▶ [Dataset]:

_ _ _

PR #673, opened 2015-11-18
Fix  strip common prefix

mambocab:
Consider this a reopened version of #665.

I've applied @jkni's (excellent) changes and made some changes, mostly for Python 3 compatibility (`map` returns a list in py2, but a generator in py3, so we have to flatten it to a list. I pulled out a method to do just that.).

@jkni can you please review and smoke test on Windows when you get a chance? and @ptnapoleon can you review for readability? I think Joel's changes make this much more readable but I already know the test, so.

### DIFF
--- a/sstableutil_test.py
+++ b/sstableutil_test.py
@@ -11,22 +11,6 @@ import os
 KeyspaceName = 'keyspace1'
 TableName = 'standard1'
 
-
-def _remove_prefix(string, prefix):
-    assert string.startswith(prefix), '{p} not a prefix of {s}'.format(p=prefix, s=string)
-    suffix = string[len(prefix):]
-    assert string.endswith(suffix), '{u} not a prefix of {t}'.format(u=suffix, t=string)
-    assert len(suffix) + len(prefix) == len(string)
-    return suffix
-
-
-def _strip_common_prefix(strings):
-    strings = list(map(os.path.normcase, strings))
-    common_prefix = os.path.commonprefix(strings)
-
-    return [_remove_prefix(string, common_prefix) for string in strings]
-
-
 @since('3.0')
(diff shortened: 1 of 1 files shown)


sstableutil_test.py
```diff
@@ -110,48 +104,36 @@ def _create_data(self, node, ks, table, numrecords):
...
-                expected_finalfiles = _strip_common_prefix(expected_finalfiles)
-            if expected_tmpfiles:
-                expected_tmpfiles = _strip_common_prefix(expected_tmpfiles)
+    def _check_files(self, node, ks, table, expected_finalfiles=None, expected_tmpfiles=None):
+        sstablefiles = _normcase_all(self._get_sstable_files(node, ks, table))
+        allfiles = _normcase_all(self._invoke_sstableutil(ks, table, type='all'))
+        finalfiles = _normcase_all(self._invoke_sstableutil(ks, table, type='final'))
+        tmpfiles = _normcase_all(self._invoke_sstableutil(ks, table, type='tmp'))
+        expected_oplogs = _normcase_all(self._get_sstable_transaction_logs(node, ks, table))
+        tmpfiles_with_oplogs = _normcase_all(self._invoke_sstableutil(ks, table, type='tmp', oplogs=True))
```
ptnapoleon: This is very dense, but I see no way to meaningfully improve it.

ptnapoleon:
Sufficiently readable. I wouldn't complain about comments on those variables explaining what they are, but the names are pretty descriptive. I'll leave functional review to Joel.

jkni:
Both abortedcompaction_test and compaction_test pass on my Windows environment now. +1.

mambocab:
\o/ Thanks, all. Merging.

PR #676, opened 2015-11-19
fixes ssl store file deletion

mambocab:
As previously written, if one of the file deletions failed, the subsequent deletions wouldn't even be attempted.

I've also added a note about a change to make after the move to Python 3.


ptnapoleon:
+1

mambocab:
Thanks, merged.

PR #677, opened 2015-11-19
Unify corrupt sstable output analysis in sstableverify test

jkni:
In [CASSANDRA-10582](https://issues.apache.org/jira/browse/CASSANDRA-10582), the exception thrown on corrupt sstables was unified with that of 3.0.

The test wasn't updated, so it was failing on 2.2 when it looked for the old exception output.

I've removed the 2.2 branch in an if condition; we no longer need to handle it separately.


ptnapoleon:
+1

PR #679, opened 2015-11-21
adjust schema metadata checks

knifewine:
PYTHON-404 seems to have changed this, so tests need to adjust.

Good benefit is no more version checking.


ptnapoleon:
Could you make Travis happy please?

ptnapoleon:
And if you're sure the new logic is correct, I'm +1 after the travis fixes

PR #680, opened 2015-11-23
fix sstablelevelreset test

krummas:


ptnapoleon:
If you're comfortable that the new logic is correct, I'm +1 on the code changes, though there is no ticket mentioned here, so I don't know if the new behavior is correct or not.

krummas:
just a quick hack to make it pass - makes it ignore the small file-warning (and yes, I think it is safe to ignore that)

ptnapoleon:
This test is still failing though, http://cassci.datastax.com/job/cassandra-3.0_dtest/374/testReport/offline_tools_test/TestOfflineTools/sstablelevelreset_test/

_ _ _

▶ [Problem to solve]: An exact transcription of the entries is needed, complete to the final line.

▶ [Output for this task]:
PR #673, opened 2015-11-18
Fix  strip common prefix

mambocab:
Consider this a reopened version of #665.

I've applied @jkni's (excellent) changes and made some changes, mostly for Python 3 compatibility (`map` returns a list in py2, but a generator in py3, so we have to flatten it to a list. I pulled out a method to do just that.).

@jkni can you please review and smoke test on Windows when you get a chance? and @ptnapoleon can you review for readability? I think Joel's changes make this much more readable but I already know the test, so.

### DIFF
--- a/sstableutil_test.py
+++ b/sstableutil_test.py
@@ -11,22 +11,6 @@ import os
 KeyspaceName = 'keyspace1'
 TableName = 'standard1'
 
-
-def _remove_prefix(string, prefix):
-    assert string.startswith(prefix), '{p} not a prefix of {s}'.format(p=prefix, s=string)
-    suffix = string[len(prefix):]
-    assert string.endswith(suffix), '{u} not a prefix of {t}'.format(u=suffix, t=string)
-    assert len(suffix) + len(prefix) == len(string)
-    return suffix
-
-
-def _strip_common_prefix(strings):
-    strings = list(map(os.path.normcase, strings))
-    common_prefix = os.path.commonprefix(strings)
-
-    return [_remove_prefix(string, common_prefix) for string in strings]
-
-
 @since('3.0')
(diff shortened: 1 of 1 files shown)


sstableutil_test.py
```diff
@@ -110,48 +104,36 @@ def _create_data(self, node, ks, table, numrecords):
...
-                expected_finalfiles = _strip_common_prefix(expected_finalfiles)
-            if expected_tmpfiles:
-                expected_tmpfiles = _strip_common_prefix(expected_tmpfiles)
+    def _check_files(self, node, ks, table, expected_finalfiles=None, expected_tmpfiles=None):
+        sstablefiles = _normcase_all(self._get_sstable_files(node, ks, table))
+        allfiles = _normcase_all(self._invoke_sstableutil(ks, table, type='all'))
+        finalfiles = _normcase_all(self._invoke_sstableutil(ks, table, type='final'))
+        tmpfiles = _normcase_all(self._invoke_sstableutil(ks, table, type='tmp'))
+        expected_oplogs = _normcase_all(self._get_sstable_transaction_logs(node, ks, table))
+        tmpfiles_with_oplogs = _normcase_all(self._invoke_sstableutil(ks, table, type='tmp', oplogs=True))
```
ptnapoleon: This is very dense, but I see no way to meaningfully improve it.

ptnapoleon:
Sufficiently readable. I wouldn't complain about comments on those variables explaining what they are, but the names are pretty descriptive. I'll leave functional review to Joel.

jkni:
Both abortedcompaction_test and compaction_test pass on my Windows environment now. +1.

mambocab:
\o/ Thanks, all. Merging.

PR #676, opened 2015-11-19
fixes ssl store file deletion

mambocab:
As previously written, if one of the file deletions failed, the subsequent deletions wouldn't even be attempted.

I've also added a note about a change to make after the move to Python 3.


ptnapoleon:
+1

mambocab:
Thanks, merged.

PR #677, opened 2015-11-19
Unify corrupt sstable output analysis in sstableverify test

jkni:
In [CASSANDRA-10582](https://issues.apache.org/jira/browse/CASSANDRA-10582), the exception thrown on corrupt sstables was unified with that of 3.0.

The test wasn't updated, so it was failing on 2.2 when it looked for the old exception output.

I've removed the 2.2 branch in an if condition; we no longer need to handle it separately.


ptnapoleon:
+1

PR #679, opened 2015-11-21
adjust schema metadata checks

knifewine:
PYTHON-404 seems to have changed this, so tests need to adjust.

Good benefit is no more version checking.


ptnapoleon:
Could you make Travis happy please?

ptnapoleon:
And if you're sure the new logic is correct, I'm +1 after the travis fixes

PR #680, opened 2015-11-23
fix sstablelevelreset test

krummas:


ptnapoleon:
If you're comfortable that the new logic is correct, I'm +1 on the code changes, though there is no ticket mentioned here, so I don't know if the new behavior is correct or not.

krummas:
just a quick hack to make it pass - makes it ignore the small file-warning (and yes, I think it is safe to ignore that)

ptnapoleon:
This test is still failing though, http://cassci.datastax.com/job/cassandra-3.0_dtest/374/testReport/offline_tools_test/TestOfflineTools/sstablelevelreset_test/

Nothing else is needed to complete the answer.